Лежа связанным в ящике, в поту и моче, Стона вдруг почувствовал, что отвратительно возбужден. После того как в тот вечер он вернулся к себе в общежитие, крадучись, чтобы не разбудить соседа по комнате, он нырнул под одеяло и, положив на низ живота носовой платок, стал поглаживать себя, пытаясь представить в своих объятиях Нанни. Но по сравнению с телом Марджори тело Нанни было подобно ее белым теннисным туфлям — изящное и элегантное, узенькое и консервативное, грациозное, практичное — ничего лишнего. Фигура, которая останется хорошей даже после рождения детей. Всегда подтянутая, всегда элегантная — и в теннисном костюме, и в купальнике у клубного бассейна.
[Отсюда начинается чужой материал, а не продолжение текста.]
PR #9693, opened 2024-10-21
fix: API validation management issues

adrien2p:
**What**
Currently, the API validation layer is broken in both responsibilities and validation itself.
This pr introduce the following fixes and patterns:
- Always create a `*Fields` schema that only takes care of defining the schema validation without `effect`
- Use the previous point into the API schema validator including `$and` and `$or` capabilities plus the recursive effects
- remove `normalizeArray` which does not have to exists since array are already treated as they should
- Add recursive transformation to take into account `$and` and `$or` as well or any other similar operators
- New util `applyAndAndOrOperators` to wrap the management of those operators and to be merged to an existing schema

Tasks
- [x] store domain
- [ ] admin domain


packages/medusa/src/api/utils/common-validators/common.ts
```diff
@@ -25,6 +25,21 @@ export const BigNumberInput = z.union([
...
...y<ZodObject<any>>>>}>]: undefined extends baseObjectOutputType<{$and: ZodOptional<ZodLazy<ZodArray<ZodObject<any>>>>, $or: ZodOptional<ZodLazy<ZodArray<ZodObject<any>>>>}>[k] ? never : k}[keyof {$and: ZodOptional<ZodLazy<ZodArray<ZodObject<any>>>>, $or: ZodOptional<ZodLazy<ZodArray<ZodObject<any>>>>}]>]: objectUtil.addQuestionMarks<baseObjectOutputType<{$and: ZodOptional<ZodLazy<ZodArray<ZodObject<any>>>>, $or: ZodOptional<ZodLazy<ZodArray<ZodObject<any>>>>}>, {[k in keyof baseObjectOutputType<{$and: ZodOptional<ZodLazy<ZodArray<ZodObject<any>>>>, $or: ZodOptional<ZodLazy<ZodArray<ZodObject<any>>>>}>]: undefined extends baseObjectOutputType<{$and: ZodOptional<ZodLazy<ZodArray<ZodObject<any>>>>, $or: ZodOptional<ZodLazy<ZodArray<ZodObject<any>>>>}>[k] ? never : k}[keyof {$and: ZodOptional<ZodLazy<ZodArray<ZodObject<any>>>>, $or: ZodOptional<ZodLazy<ZodArray<ZodObject<any>>>>}]>[k_1]}, {[k_2 in keyof baseObjectInputType<{$and: ZodOptional<ZodLazy<ZodArray<ZodObject<any>>>>, $or: ZodOptional<ZodLazy<ZodArray<ZodObject<any>>>>}>]: baseObjectInputType<{$and: ZodOptional<ZodLazy<ZodArray<ZodObject<any>>>>, $or: ZodOptional<ZodLazy<ZodArray<ZodObject<any>>>>}>[k_2]}>["_def"]["catchall"]>}
```
olivermrbl: q: this intentional? 😅

packages/medusa/src/api/utils/validators.ts
```diff
@@ -46,6 +46,17 @@ export const createLinkBody = () => {
   })
 }
 
+export function omitFindParams(schema: z.ZodObject<any>) {
```
olivermrbl: q: is this used?

olivermrbl (approved):
LGTM

packages/medusa/src/api/utils/common-validators/common.ts
adrien2p: my bad, it slipt in by mistake 😂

Как он любил Нанни! Неужели возможно так беззаветно любить одну женщину и испытывать такое вожделение к другой? Почему это грешно? Рядом с ним, всего в нескольких футах, спал его сосед по комнате, а он представлял себе, как Марджори сидит на нем верхом, касаясь его губ то одним своим соском, то другим, и тут его язык вырвался изо рта, лизнув темноту, а сам он резко перевернулся на живот.
На следующий вечер он снова пригласил ее пообедать с ним, и снова они поднялись по скрипучей лестнице к ней в комнату, и снова, в пыльном свете уличного фонаря, Стона целовал ее груди, ее соски, ее золотой крестик, бормоча что-то вроде молитвы, чтобы ему не пришлось сегодня ночью возвращаться в общежитие, к своему носовому платку.
Марджори крепко прижала его голову к своей груди:
— В наше первое свидание, Стона, в тот чудесный вечер сорок три дня тому назад…
Он принялся быстро считать в уме, озадаченный ее точностью:
— Я думаю…
— Я давно хотела тебя спросить, знаешь, милый, я, когда проснулась на следующее утро… ну… там у меня все было в таком ужасном беспорядке… И я слишком много выпила, а со мной такого вообще не бывает, и я до тех пор никогда шампанского не пробовала. Я не собиралась тебе об этом говорить. Но я что хочу сказать — я ведь не помню, то есть я правда не помню — может, у нас с тобой что-то было? Мне так плохо было утром от всего того, что я выпила, но, как я уже сказала… там у меня все оказалось… в беспорядке. — Взгляд Стоны не дрогнул, он смотрел прямо ей в глаза — искренне и честно, по-джентльменски. А в глазах Марджори сейчас стояли слезы. — Мне ужасно стыдно, что, может, я позволила своим страстям взять надо мной верх, потому как даже в тот вечер я уже поняла, видя, как ты мне пальто подавал и как руки коснулся, когда объяснял, какой вилкой надо сначала есть, я поняла, что мы с тобой настоящая пара и влюбимся друг в друга, как оно с нами и получилось. — Тут Стона позволил своему взгляду смягчиться, что, как он понимал, означало: «Да, это правда». Грех умолчания. Или он и вправду ее любит? Голова его плыла в жарком мареве вожделения. — Нормально-то я про такие неловкости и говорить бы не стала, да только я уже на две недели запоздала, ну, ты понимаешь, запоздала с месячными, и через неделю мне, может, к врачу придется пойти, если ты сам сможешь вспомнить, что я себя в тот вечер плохо повела.
Товарищи по «Плащу и кинжалу» все устроили. «Мы берем на себя заботу о таких вещах, — сказал ему парень постарше, казавшийся Стоне, в его двадцать лет, таким многоопытным. Он сидел, положив ноги на письменный стол вишневого дерева, прямо между стопками книг. — Харолд даст тебе адрес. Возьми с собой деньги — наличными».
Стона сказал Марджори:
— Я хочу на тебе жениться. — И он нежно коснулся ее щеки. — Но мне ведь еще два года остается до получения степени магистра. — Он продолжал говорить: — Моя карьера… Наша с тобой семья… В должное время… — Он придумывал сценарии о том, как отец лишает его наследства. — Сделай это сейчас. Ради меня. Ради нас — и в будущие годы Бог даст нам счастье родить много детей.